Considering principles (i) to (iii), C must rely on the affirmation of the common assumption by D, and the latter must intend or expect that reliance –

Applying principles here SC said fact that HMRC mistakenly represented to BDO that Heybridge Lane was correct address did not prevent HMRC from raising an estoppel by convention - In its letter of 6 July 2005, BDO indicated to HMRC that it too believed that a valid enquiry had been opened.
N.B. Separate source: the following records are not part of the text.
PR #1259, opened 2026-05-11
feat(tools-pr): add maintainer PR-duty workspace

PerishCode:
## Summary

- add `tools/pr` as the maintainer-only PR-duty control plane: `list`, `view`, `classify`, `assignment` subcommands
- wire `pnpm tools-pr` into root scripts, postinstall builds, and the tools layout / residual-mjs allowlists in `scripts/guard.ts`
- root `AGENTS.md` gains a PR-duty tooling section linking to `tools/pr/AGENTS.md` for the tag dictionary and operational playbook

## Details

- 13 factual classify tags drive both list buckets and the assignment view: `bot-only-approval`, `needs-rebase`, `forbidden-surface`, `unlabeled`, `duplicate-title`, `non-ascii-slug`, `maintainer-edits-disabled`, `org-member`, `unresolved-changes-requested`, `stale-approval`, and three `awaiting-*` timing tags. Each rule is expressible as one factual sentence over `gh` data + repo paths; the accepted-vs-rejected list is in `tools/pr/AGENTS.md`.
- Tool is read-only on the PR surface — never approves / merges / comments / closes. Side effects stay in explicit `gh` invocations the maintainer runs.
- Heavy GitHub data (`reviews`, `comments`, `commits`, assignment timelines) uses cursor-paginated `gh api graphql` via `fetchPaginatedPrList` (page size 30) to stay under GitHub's GraphQL server-side timeout; light scalar chunks stay on `gh pr list --json`.
- `gh()` wraps `execFile` with a minimum-touch retry (2 attempts at 1s + 2s backoff) on transient 5xx / network errors only; 4xx, auth failures, and parse errors surface immediately.
- `classify --all` writes JSON to `.tmp/tools-pr/classify/<name|ts>.json` with rate-limit telemetry (before/after `rateLimit` snapshots, delta cost) so detector additions that inflate API cost surface in cron logs.
- `templates/*.md` are aesthetic references for the recurring maintainer comment shapes (not fill-in forms); `templates/examples/` holds frozen-in-time agent-review snapshots for three PR shapes.

## Validation

- pnpm install
- pnpm guard
- pnpm typecheck
- pnpm --filter @open-design/tools-pr typecheck
- pnpm --filter @open-design/tools-pr build
- pnpm exec tools-pr --help — registers list / view / classify / assignment
- pnpm exec tools-pr classify 1009 — `unresolved-changes-requested` fires against lefarcen's CHANGES_REQUESTED in `latestReviews`
[...]

PR #1285, opened 2026-05-11
fix(tools-pr): chunk stats fetch through cursor-paginated GraphQL

PerishCode:
Fixes a regression introduced by #1259's `--limit 1000` default.

## Summary

`fetchOpenPrs` was reading the stats chunk via `gh pr list --limit 1000 --json mergeStateStatus,...`. On the live 107-PR queue this 502s reliably, because GitHub's GraphQL gateway has to recompute merge state for every PR up front and the resulting query exceeds the gateway budget once the requested page passes ~60 PRs.

Switch the stats chunk to `fetchPaginatedPrList`, the same cursor-paginated GraphQL helper already used for reviews, comments, commits, and assignment timelines. Page size stays at `PR_LIST_PAGE_SIZE` (30), well within the gateway budget; the stats fetch is now consistent with the other heavy chunks.

## Details

- New `fetchOpenPrStats()` in `tools/pr/src/gh.ts` returns `GhStats[]` via `fetchPaginatedPrList` using the same field set as before (`number, additions, deletions, changedFiles, headRefName, headRefOid, baseRefName, mergeable, mergeStateStatus`).
- `fetchOpenPrs` swaps its `gh<GhStats[]>(...)` call for `fetchOpenPrStats()`. No behavior change to consumers — the resulting `GhStats[]` shape is identical.

## Validation

- `pnpm --filter @open-design/tools-pr typecheck`
- `pnpm --filter @open-design/tools-pr build`
- `pnpm tools-pr list` against the live 107-PR queue — completes without a 502 (reproduces the failure on `main` head `8c0fb8dc`)

### DIFF
--- a/tools/pr/src/gh.ts
+++ b/tools/pr/src/gh.ts
@@ -193,6 +193,29 @@ async function fetchPaginatedPrList<N>(nodeFields: string): Promise<N[]> {
  * the other heavy chunks (reviews, comments, assignment timelines).
  */
 
+/**
+ * Per-PR merge/diff stats — `additions`, `mergeStateStatus`, etc. `gh pr
+ * list --json mergeStateStatus,...` 502s once the requested page is
+ * above ~60 because the gateway has to recompute merge state for every
+ * PR up front. Cursor-paginated GraphQL at PR_LIST_PAGE_SIZE keeps each
+ * round trip well within the budget and consistent with how the other
+ * heavy chunks (reviews, comments, commits, assignment timelines) are
+ * fetched.
+ */
+async function fetchOpenPrStats(): Promise<GhStats[]> {
+  return fetchPaginatedPrList<GhStats>(
+    `number
+     additions
+     deletions
+     changedFiles
+     headRefName
+     headRefOid
+     baseRefName
+     mergeable
+     mergeStateStatus`,
+  );
+}
+
 async function fetchOpenPrReviews(): Promise<GhReviewsLite[]> {
   type Node = {
     number: number;
@@ -424,11 +447,7 @@ export async function fetchOpenPrs(
     "--json",
     "number,title,author,createdAt,updatedAt,isDraft,reviewDecision,labels,maintainerCanModify,assignees",
   ]);
-  const statsPromise = gh<GhStats[]>([
-    ...baseArgs,
-    "--json",
-    "number,additions,deletions,changedFiles,headRefName,headRefOid,baseRefName,mergeable,mergeStateStatus",
-  ]);
+  const statsPromise = fetchOpenPrStats();
   const filesPromise = gh<GhFiles[]>([...baseArgs, "--json", "number,files"]);
   const reviewsPromise = fetchOpenPrReviews();
   const commitsPromise = options.includeCommits


tools/pr/src/gh.ts
```diff
@@ -193,6 +193,29 @@ async function fetchPaginatedPrList<N>(nodeFields: string): Promise<N[]> {
...
+/**
+ * Per-PR merge/diff stats — `additions`, `mergeStateStatus`, etc. `gh pr
+ * list --json mergeStateStatus,...` 502s once the requested page is
+ * above ~60 because the gateway has to recompute merge state for every
+ * PR up front. Cursor-paginated GraphQL at PR_LIST_PAGE_SIZE keeps each
+ * round trip well within the budget and consistent with how the other
+ * heavy chunks (reviews, comments, commits, assignment timelines) are
+ * fetched.
+ */
+async function fetchOpenPrStats(): Promise<GhStats[]> {
```
lefarcen, line 205: P2 — `fetchOpenPrStats()` always walks the full open-PR GraphQL connection, while the previous `gh pr list` call inherited `--limit` through `baseArgs`. That means `tools-pr list --limit 20` still recomputes `mergeable` / `mergeStateStatus` for every open PR and only discards the extra rows later, defeating the documented small-limit preview escape hatch and increasing latency/API cost on larger queues.

Consider threading the requested limit into this helper, or have `fetchPaginatedPrList` accept a max row count so stats stop once the caller's limit is satisfied.

lefarcen (commented):
Hey @PerishCode! 👋

The paginated stats fetch fits the existing heavy-chunk GraphQL pattern and avoids the reported 502 failures. One design dimension to consider below.

tools/pr/src/gh.ts
```diff
@@ -193,6 +193,29 @@ async function fetchPaginatedPrList<N>(nodeFields: string): Promise<N[]> {
...
+  return fetchPaginatedPrList<GhStats>(
```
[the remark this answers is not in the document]
PerishCode: Deferring as a follow-up — same call-out is in the PR description. Default `--limit` is now 1000 (covers the live ~107-PR queue plus headroom), so the heavy GraphQL pages are bounded for the default path. Small `--limit` is the documented truncation-preview escape hatch and currently rare in practice. Threading a per-helper cap through `fetchPaginatedPrList` is on the follow-up list once a recurring small-limit usage pattern emerges; happy to prioritise if there's a specific value the tooling should optimise for.

tools/pr/src/gh.ts
PerishCode: Deferring as a follow-up — same as the parallel Codex thread on this file and the call-out in the PR body. Default `--limit` is now 1000 (covers the live ~107-PR queue plus headroom), so the heavy GraphQL pages are bounded on the default path. Small `--limit` is the documented truncation-preview escape hatch and currently rare; threading a per-helper cap through `fetchPaginatedPrList` is on the follow-up list. Happy to prioritise if you have a specific limit value the tooling should optimise for.

mrcfps (approved):
@PerishCode I verified that the stats fetch now uses the existing cursor-paginated GraphQL helper, keeps the `GhStats[]` shape unchanged for downstream consumers, and directly addresses the live-queue 502 regression described in the PR. Thanks for tightening up this path and keeping the heavier PR data fetches aligned.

Thereafter, HMRC relied on BDO’s endorsement of the common assumption that the enquiry was valid, as BDO must have expected and intended - Principles (i) to (iii) therefore satisfied – Principle (iv) satisfied because HMRC’s reliance related to the dealings between the parties: the enquiry into the Return - Principle (v) satisfied because HMRC’s reliance on the common assumption was to its detriment, as it did not send another notice of enquiry to T before the time limit to do so had expired – Also, not unconscionable for HMRC to raise an estoppel - HMRC satisfied all requirements for establishing an estoppel by convention - SC also dealt with two additional issues - First, while there was no transaction between HMRC and T, this was not a requirement of estoppel by convention - Mutual dealings between them were sufficient - Second, estoppel by convention in this case would not undermine the statutory protection given to taxpayers by section 9A of the TMA 1970 - Appeal allowed.